How do you determine what type of antenna you need for an application? The answer depends, of course, on the requirements.

Antennas Next to Large Metal Objects

Will the antenna be mounted against a large plate of metal?

The solution is to use an antenna, such as a monopole, that will use the piece of metal as a ground plane. Something like a dipole, which does not need a ground plane, will probably behave in an undesirable way when mounted close to a large metal object.

Antennas for Portable Devices

Are you designing an antenna for a portable device?

You will need an antenna with low directivity. The low directivity means that the antenna can “see” in more directions than a highly directive antenna.

For a portable application, it is impossible to know exactly where the user will be relative to a communications tower or receiving station at a given moment.

One thing to note is that the lower the directivity, the lower the gain of an antenna. Monopoles, inverted-L, and inverted-F antennas are common examples of low-directivity antennas.
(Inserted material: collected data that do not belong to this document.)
PR #5361, opened 2022-03-24
gltfio: add support for KHR_materials_variants 

prideout:
Tested the Java API by hacking ModelViewer.
Tested the JavaScript API by adding to filament-viewer-test.


web/samples/test-filament-viewer.html
```diff
@@ -83,7 +83,8 @@ <h3>Skybox, fixed size</h3>
 <h3>No skybox, no IBL, fixed size, round border</h3>
 <p>
 <filament-viewer
-    src="https://prideout.net/models/dino/trex.gltf"
+    src="https://prideout.net/models/MaterialsVariantsShoe.glb"
```
romainguy, line 86: We should prob not rely on your domain name btw.

romainguy (approved):
Looks great to me. Would it make sense to have an API to get the material/materialinstances associated with a given variant?

pixelflinger (approved):

prideout:
In a subsequent PR, I would like to add an applyMaterialVariant method to FilamentInstance.

prideout:
> Looks great to me. Would it make sense to have an API to get the material/materialinstances associated with a given variant?

Yes it might make sense to expose the MaterialInstance objects associated with a given variant, I might do that in my follow up PR.  (Makes less sense to expose Material, those are owned by the MaterialProvider and are widely shared.)

web/samples/test-filament-viewer.html
prideout: Maybe we should make an assets repo at some point.  I tried replacing these with blob URL's from the Khronos repo and ran into fun CORS errors:

```
Access to fetch at 'https://github.com/KhronosGroup/glTF-Sample-Models/raw/master/2.0/MaterialsVariantsShoe/glTF-Binary/MaterialsVariantsShoe.glb' from origin 'http://127.0.0.1:8080' has been blocked by CORS policy: The 'Access-Control-Allow-Origin' header has a value 'https://render.githubusercontent.com' that is not equal to the supplied origin. Have the server send the header with a valid value, or, if an opaque response serves your needs, set the request's mode to 'no-cors' to fetch the resource with CORS disabled.
```

PR #5363, opened 2022-03-25
Add Java binding to get skins in FilamentAsset

### LINKED ISSUE #5290: How can I get skins in glTF?

daemyung:
Fixes #5290


bejado (approved):

prideout (changes requested):
@daemyung we usually expose lists as Java arrays, we only expose them this way in C++ to avoid including STL containers in header files.  Do you think you could change these Java bindings to return arrays, like we do for the new variant names?

daemyung:
@prideout Ok no problem. However before doing it, I want to clear what I have to change.

From:

```
public int getJointCountAt(int skinIndex);
```

To: 

```
public int[] getJointCount;
```

Is this change what you want?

On the other hand, if it is important that the antenna is directional, the Yagi seems to be a favorite for this application, though various horns and dish antennas are highly directional, as well.

Broadband Antennas

Is bandwidth a concern? Some antennas have fairly broad bandwidths and others are narrow in bandwidth.

Many communication devices require a broadband antenna. This bandwidth plays a role in how much data can be sent in a given amount of time. If the bandwidth is too narrow, the data rate will be restricted.
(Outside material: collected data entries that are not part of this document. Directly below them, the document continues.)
PR #5364, opened 2022-03-25
defer gl program link + query to first use (draw)

pixelflinger:
in an upcoming PR we'll move linking back a bit earlier to allow
more batching.

### DIFF
--- a/filament/backend/src/opengl/OpenGLProgram.h
+++ b/filament/backend/src/opengl/OpenGLProgram.h
@@ -38,12 +38,17 @@ class OpenGLProgram : public backend::HwProgram {
 public:
 
     OpenGLProgram() noexcept;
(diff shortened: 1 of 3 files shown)


romainguy (approved):

filament/backend/src/opengl/OpenGLProgram.h
```diff
@@ -99,19 +106,41 @@ class OpenGLProgram : public backend::HwProgram {
         static_assert(backend::Program::BINDING_COUNT <= 8, "BINDING_COUNT must be <= 8");
     };
 
+    // keep these sway from of other class attributes
```
prideout, line 109:
```suggestion
    // keep these away from of other class attributes
```

PR #5366, opened 2022-03-25
gltfio: material variants can now be applied to FilamentInstance.

prideout:
instanced shoes

### DIFF
--- a/libs/gltfio/src/AssetLoader.cpp
+++ b/libs/gltfio/src/AssetLoader.cpp
@@ -140,6 +140,8 @@ struct FAssetLoader : public AssetLoader {
     void addTextureBinding(MaterialInstance* materialInstance, const char* parameterName,
             const cgltf_texture* srcTexture, bool srgb);
     bool primitiveHasVertexColor(const cgltf_primitive* inPrim) const;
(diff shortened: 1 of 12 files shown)


romainguy (approved):

libs/gltfio/src/AssetLoader.cpp
```diff
@@ -572,6 +566,36 @@ void FAssetLoader::createRenderable(const cgltf_data* srcAsset, const cgltf_node
     }
 }
 
+void FAssetLoader::createMaterialVariants(const cgltf_data* srcAsset, const cgltf_mesh* mesh,
+        Entity entity, FFilamentInstance* instance) {
+    UvMap uvmap {};
+    for (cgltf_size prim = 0, n = mesh->primitives_count; prim < n; ++prim) {
+        const cgltf_primitive* srcPrim = &mesh->primitives[prim];
+        for (size_t i = 0, n = srcPrim->mappings_count; i < n; i++) {
```
bejado, line 574: Use a different loop variable other than `n` for clarity?

bejado (approved):

libs/gltfio/src/AssetLoader.cpp
prideout: Good catch, fixed.

pixelflinger (approved):

PR #5367, opened 2022-03-25
programs must now be created outside of renderpasses

pixelflinger:
from now on, the backends can assume that programs are created outside
of begin/endRenderpass.


prideout (approved):
`Material::loadProgram` should perhaps have a comment explaining what it does and when it should be called.  Maybe it could be renamed to `prepareProgram`?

Many devices use a barrage of frequencies with only one or two antennas to handle them. While there are antennas like the spiral or log-periodic that can neatly handle a wide array of frequencies, a common fix is to broaden the bandwidth of a more narrow-band antenna. This may involve multi-resonance antennas or adding loss to make the bandwidth “appear” broader.

Antenna Gain

High gain is almost always desirable — but what is considered a “good gain?”

Gain is increased as the directivity of the antenna is increased, but as we showed above, sometimes a directional antenna is not desirable.
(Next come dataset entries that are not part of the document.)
PR #5368, opened 2022-03-25
batch all program linking at begin renderpass time

pixelflinger:
With this change, shaders are compiled at program creation, programs
are linked at the start of the next render pass and queries are
deferred until first use.

This should improve overall performance on some drivers.

### DIFF
--- a/filament/backend/src/opengl/OpenGLDriver.cpp
+++ b/filament/backend/src/opengl/OpenGLDriver.cpp
@@ -1215,6 +1215,7 @@ void OpenGLDriver::destroyProgram(Handle<HwProgram> ph) {
     DEBUG_MARKER()
     if (ph) {
         OpenGLProgram* p = handle_cast<OpenGLProgram*>(ph);
+        cancelRunAtNextPassOp(p);
         destruct(ph, p);
     }
 }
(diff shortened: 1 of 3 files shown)


filament/backend/src/opengl/OpenGLDriver.cpp
```diff
@@ -2927,6 +2931,25 @@ void OpenGLDriver::executeEveryNowAndThenOps() noexcept {
...
+    mRunAtNextRenderPassOps[token] = std::move(fn);
+}
+
+void OpenGLDriver::cancelRunAtNextPassOp(void* token) noexcept {
+    mRunAtNextRenderPassOps.erase(token);
+}
+
+void OpenGLDriver::executeRenderPassOps() noexcept {
+    auto& ops = mRunAtNextRenderPassOps;
+    if (!ops.empty()) {
```
prideout, line 2945: UTILS_UNLIKELY maybe?

prideout (approved):

filament/backend/src/opengl/OpenGLDriver.cpp
pixelflinger: I was going to use it and then I thought executeRenderPassOps() is actually generic, so we can't really tell if it's likely or not.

The perfect, lossless, truly omnidirectional antenna has a gain of 0 dBi. From that number we can infer that for many portable devices we don’t want a gain more than 1 or (maybe) 2 dBi. The extra gain, in fact, just implies that the antenna is concentrating power in certain directions at the expense of other directions.

As it happens, however, we often find that the gain number is usually less than 0 dBi. If our antenna must be small (and who doesn’t want the antenna to be small these days), the antenna will likely be too small to radiate efficiently, creating loss that will need to be dealt with. To make matters worse, if we try to broaden the bandwidth of the antenna, we may very well add even more loss. In the end, antenna gains are usually rather lower than the optimum, as the gain must suffer to meet size, bandwidth, and other constraints.

So what type of antenna do we use for high gain?

If a broad area of radiation is required, we must not use a highly directive antenna, so the gain will be lower. Beyond that, it may not matter so much what antenna is used. Directivity aside, the gain of an antenna, regardless of type, is dependent on obtaining a certain minimum size requirement dependent on the lowest frequency covered. If the allotted room for an antenna is too small, we can expect low gains.

The Compromise

As you might have noticed by now, we find the paradox of antenna design: many desirable features come at the expense of other desirable features.

So if we want a high antenna gain, we can expect a tradeoff between the antenna becoming more directive and the antenna taking up more room.

Bandwidth? We might lose gain to increase the bandwidth.

And so it goes. We can certainly select better antenna types to meet the needs. For example, you will not likely use a Yagi for a mobile device. However, the type of antenna may not matter as much as how it is used. Frequently, antennas for very small devices start looking rather unlike their basic, standard configuration. A too-small monopole may end up looking like a zigzag trace on a PC board.

Of course, some antennas are simply easier to use than others. The inverted-F, for instance, allows for much easier impedance matching than the inverted-L. This is because the inverted-F has an adjustable feed point.

The bottom line, however, is that the antenna type is determined by the requirements, and some requirements (such as small size) may more or less determine the performance regardless of what type of antenna is used.